* _Required work_: Please copy out every line in the entries that includes the word "much".

(Saved entries)
^^^^^^^^^^^^^^^^

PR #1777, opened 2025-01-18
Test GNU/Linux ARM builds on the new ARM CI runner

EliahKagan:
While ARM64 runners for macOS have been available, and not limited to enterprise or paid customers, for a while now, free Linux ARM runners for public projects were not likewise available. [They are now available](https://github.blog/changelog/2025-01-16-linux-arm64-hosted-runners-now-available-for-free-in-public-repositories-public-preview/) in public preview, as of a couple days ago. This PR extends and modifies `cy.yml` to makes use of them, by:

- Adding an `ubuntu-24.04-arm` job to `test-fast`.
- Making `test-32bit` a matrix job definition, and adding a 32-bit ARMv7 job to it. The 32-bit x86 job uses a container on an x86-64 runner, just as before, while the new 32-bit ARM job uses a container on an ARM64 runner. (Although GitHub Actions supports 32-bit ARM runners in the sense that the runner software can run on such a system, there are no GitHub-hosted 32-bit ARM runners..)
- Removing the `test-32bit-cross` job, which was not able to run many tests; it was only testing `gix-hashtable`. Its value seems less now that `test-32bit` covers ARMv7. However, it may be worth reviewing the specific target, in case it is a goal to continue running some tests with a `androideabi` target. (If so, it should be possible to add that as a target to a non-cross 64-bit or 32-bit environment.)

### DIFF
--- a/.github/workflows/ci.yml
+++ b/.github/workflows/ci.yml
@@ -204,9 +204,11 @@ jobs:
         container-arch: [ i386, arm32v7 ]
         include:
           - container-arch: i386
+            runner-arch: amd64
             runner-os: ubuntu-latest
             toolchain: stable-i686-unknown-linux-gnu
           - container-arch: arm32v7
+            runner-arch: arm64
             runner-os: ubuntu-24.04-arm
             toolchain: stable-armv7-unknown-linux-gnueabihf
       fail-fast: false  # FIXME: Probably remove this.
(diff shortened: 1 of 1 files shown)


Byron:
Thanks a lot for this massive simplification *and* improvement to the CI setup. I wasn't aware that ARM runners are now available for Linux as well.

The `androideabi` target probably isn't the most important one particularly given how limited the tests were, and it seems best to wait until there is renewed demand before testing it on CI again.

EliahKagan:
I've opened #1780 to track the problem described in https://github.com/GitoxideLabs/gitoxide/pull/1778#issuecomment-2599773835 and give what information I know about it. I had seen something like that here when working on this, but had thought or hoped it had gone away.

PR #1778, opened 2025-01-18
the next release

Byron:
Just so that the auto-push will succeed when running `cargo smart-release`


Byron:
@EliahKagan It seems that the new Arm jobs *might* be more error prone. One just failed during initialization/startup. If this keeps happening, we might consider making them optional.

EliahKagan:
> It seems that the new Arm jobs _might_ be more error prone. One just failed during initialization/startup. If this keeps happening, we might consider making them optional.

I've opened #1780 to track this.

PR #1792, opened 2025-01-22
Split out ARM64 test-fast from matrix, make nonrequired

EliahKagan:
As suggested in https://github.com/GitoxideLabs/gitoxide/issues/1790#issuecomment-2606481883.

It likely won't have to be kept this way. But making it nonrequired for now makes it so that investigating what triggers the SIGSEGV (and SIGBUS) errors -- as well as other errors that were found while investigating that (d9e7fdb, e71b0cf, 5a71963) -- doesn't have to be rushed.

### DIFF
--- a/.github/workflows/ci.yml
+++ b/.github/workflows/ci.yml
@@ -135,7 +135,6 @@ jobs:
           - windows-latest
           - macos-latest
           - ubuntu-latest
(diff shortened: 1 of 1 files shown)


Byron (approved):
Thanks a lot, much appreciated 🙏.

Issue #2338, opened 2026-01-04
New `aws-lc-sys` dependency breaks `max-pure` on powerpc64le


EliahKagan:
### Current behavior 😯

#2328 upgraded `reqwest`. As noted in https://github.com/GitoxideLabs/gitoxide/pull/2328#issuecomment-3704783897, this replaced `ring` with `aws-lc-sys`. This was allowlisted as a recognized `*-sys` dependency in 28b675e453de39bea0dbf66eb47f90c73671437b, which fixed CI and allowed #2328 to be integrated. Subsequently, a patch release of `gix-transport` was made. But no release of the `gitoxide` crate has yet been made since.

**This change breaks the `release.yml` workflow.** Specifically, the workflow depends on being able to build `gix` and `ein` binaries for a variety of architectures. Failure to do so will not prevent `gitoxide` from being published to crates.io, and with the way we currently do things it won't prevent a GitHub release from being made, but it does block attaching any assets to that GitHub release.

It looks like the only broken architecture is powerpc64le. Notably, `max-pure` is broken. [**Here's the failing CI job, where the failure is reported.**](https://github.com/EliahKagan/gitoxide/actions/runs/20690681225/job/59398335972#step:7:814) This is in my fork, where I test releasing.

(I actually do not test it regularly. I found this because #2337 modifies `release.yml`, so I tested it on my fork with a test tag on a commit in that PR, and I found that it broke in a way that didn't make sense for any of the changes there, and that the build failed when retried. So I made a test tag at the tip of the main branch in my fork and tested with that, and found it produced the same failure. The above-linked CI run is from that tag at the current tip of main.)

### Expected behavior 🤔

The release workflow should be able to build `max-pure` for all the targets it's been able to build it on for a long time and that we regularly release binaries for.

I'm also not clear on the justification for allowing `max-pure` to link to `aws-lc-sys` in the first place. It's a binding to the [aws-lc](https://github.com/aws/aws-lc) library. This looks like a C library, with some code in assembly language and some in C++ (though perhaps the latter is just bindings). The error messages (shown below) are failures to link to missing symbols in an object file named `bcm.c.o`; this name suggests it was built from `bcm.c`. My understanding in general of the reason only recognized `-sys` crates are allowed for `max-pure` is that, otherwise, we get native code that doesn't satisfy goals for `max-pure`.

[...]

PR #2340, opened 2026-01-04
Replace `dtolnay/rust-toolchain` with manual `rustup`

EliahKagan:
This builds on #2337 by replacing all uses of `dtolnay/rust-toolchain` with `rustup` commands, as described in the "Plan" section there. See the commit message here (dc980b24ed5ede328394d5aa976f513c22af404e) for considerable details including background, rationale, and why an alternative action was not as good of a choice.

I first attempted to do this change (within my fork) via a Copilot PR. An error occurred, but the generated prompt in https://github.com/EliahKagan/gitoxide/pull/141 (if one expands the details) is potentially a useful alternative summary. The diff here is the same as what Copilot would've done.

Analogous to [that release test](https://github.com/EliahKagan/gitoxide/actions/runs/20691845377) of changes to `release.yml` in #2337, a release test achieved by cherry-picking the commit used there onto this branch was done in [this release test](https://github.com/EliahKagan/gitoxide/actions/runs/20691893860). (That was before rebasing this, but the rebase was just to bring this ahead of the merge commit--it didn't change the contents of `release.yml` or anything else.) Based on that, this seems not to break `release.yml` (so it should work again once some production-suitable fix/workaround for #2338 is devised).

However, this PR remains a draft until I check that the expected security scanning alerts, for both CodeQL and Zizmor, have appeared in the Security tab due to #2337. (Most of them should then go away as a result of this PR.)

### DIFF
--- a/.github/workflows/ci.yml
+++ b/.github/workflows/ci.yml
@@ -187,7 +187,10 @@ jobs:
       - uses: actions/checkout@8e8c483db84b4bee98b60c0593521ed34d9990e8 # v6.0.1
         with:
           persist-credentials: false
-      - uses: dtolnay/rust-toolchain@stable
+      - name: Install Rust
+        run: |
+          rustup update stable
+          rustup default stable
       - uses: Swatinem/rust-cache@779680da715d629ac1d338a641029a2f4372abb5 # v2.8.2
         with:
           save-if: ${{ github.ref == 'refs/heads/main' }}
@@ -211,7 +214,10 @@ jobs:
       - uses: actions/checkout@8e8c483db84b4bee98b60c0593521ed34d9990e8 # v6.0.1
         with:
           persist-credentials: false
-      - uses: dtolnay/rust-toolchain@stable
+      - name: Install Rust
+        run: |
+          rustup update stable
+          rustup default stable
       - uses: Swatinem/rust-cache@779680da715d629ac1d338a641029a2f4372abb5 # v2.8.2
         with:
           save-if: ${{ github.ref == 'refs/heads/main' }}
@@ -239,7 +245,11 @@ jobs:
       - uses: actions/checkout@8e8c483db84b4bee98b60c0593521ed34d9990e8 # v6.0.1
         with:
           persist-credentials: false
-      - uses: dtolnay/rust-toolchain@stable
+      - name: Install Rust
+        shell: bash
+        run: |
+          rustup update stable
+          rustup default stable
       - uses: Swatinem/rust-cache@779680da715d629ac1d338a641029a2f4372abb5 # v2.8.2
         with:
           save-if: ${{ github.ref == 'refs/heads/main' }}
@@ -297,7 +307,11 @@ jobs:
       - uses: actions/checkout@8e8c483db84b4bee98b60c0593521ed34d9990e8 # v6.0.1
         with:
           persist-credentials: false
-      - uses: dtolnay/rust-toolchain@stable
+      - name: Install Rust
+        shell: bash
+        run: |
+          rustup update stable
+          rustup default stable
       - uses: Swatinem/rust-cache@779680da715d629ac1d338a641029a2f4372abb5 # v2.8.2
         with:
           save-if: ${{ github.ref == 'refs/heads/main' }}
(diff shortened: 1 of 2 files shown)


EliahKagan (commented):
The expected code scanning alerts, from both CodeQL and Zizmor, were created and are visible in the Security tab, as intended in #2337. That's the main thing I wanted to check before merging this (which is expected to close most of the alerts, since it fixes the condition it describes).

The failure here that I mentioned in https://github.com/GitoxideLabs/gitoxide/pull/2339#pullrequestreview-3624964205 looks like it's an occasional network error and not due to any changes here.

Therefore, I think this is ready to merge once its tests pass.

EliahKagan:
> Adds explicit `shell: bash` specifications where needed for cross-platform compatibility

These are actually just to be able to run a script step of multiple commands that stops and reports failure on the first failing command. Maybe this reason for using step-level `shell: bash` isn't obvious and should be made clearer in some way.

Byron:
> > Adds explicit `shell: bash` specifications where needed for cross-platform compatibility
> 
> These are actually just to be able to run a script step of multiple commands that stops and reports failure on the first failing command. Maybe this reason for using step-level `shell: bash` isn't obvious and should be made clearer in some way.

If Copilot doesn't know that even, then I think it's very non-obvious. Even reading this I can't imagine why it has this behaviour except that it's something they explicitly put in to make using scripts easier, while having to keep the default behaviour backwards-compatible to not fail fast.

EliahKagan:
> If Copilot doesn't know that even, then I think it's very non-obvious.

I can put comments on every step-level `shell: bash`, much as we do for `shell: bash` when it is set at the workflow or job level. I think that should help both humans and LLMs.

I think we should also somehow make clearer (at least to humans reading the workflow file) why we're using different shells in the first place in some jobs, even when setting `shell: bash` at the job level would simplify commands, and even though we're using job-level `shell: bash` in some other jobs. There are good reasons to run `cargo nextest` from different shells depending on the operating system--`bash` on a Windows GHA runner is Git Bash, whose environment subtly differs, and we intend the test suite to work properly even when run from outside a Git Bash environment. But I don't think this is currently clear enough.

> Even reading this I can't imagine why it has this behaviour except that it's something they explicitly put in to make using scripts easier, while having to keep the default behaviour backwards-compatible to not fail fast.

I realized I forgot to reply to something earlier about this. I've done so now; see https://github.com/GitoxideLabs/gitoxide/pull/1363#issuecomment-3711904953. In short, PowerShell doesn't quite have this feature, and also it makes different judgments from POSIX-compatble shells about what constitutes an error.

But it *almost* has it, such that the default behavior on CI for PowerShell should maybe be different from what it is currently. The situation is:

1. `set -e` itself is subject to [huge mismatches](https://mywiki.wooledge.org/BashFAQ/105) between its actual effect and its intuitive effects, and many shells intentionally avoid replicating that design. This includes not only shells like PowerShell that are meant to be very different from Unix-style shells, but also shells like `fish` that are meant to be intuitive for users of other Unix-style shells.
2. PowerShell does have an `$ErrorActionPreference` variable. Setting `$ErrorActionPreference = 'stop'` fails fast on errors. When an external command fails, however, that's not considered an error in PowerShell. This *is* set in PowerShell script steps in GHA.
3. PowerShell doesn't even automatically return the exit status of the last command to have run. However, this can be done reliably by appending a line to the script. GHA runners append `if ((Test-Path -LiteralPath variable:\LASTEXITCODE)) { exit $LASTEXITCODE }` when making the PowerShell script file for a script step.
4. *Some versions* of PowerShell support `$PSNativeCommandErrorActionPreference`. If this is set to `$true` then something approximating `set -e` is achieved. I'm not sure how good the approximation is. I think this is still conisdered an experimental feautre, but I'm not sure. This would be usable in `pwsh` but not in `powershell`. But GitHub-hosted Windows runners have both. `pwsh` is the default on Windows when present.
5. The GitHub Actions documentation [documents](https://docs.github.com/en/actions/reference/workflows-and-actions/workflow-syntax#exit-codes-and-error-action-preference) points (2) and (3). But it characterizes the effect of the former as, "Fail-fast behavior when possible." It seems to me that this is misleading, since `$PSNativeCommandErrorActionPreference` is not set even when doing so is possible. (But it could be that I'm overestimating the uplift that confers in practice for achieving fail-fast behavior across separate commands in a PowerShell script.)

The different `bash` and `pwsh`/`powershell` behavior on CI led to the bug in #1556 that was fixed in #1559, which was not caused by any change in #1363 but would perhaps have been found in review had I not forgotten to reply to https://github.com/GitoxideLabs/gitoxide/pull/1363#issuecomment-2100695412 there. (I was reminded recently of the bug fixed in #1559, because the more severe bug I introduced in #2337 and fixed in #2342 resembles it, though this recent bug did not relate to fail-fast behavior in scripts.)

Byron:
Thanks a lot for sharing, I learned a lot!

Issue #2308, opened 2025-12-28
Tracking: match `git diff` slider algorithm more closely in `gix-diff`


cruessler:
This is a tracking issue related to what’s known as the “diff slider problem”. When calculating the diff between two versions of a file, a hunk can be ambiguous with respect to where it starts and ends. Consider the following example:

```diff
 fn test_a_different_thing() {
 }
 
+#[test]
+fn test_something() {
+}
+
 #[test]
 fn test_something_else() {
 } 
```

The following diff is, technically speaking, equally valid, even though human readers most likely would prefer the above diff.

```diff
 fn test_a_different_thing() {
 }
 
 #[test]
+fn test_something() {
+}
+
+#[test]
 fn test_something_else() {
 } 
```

^^^^^^^^^^^^^^^^

* _Completed task_:
Thanks a lot, much appreciated 🙏.
I can put comments on every step-level `shell: bash`, much as we do for `shell: bash` when it is set at the workflow or job level. I think that should help both humans and LLMs.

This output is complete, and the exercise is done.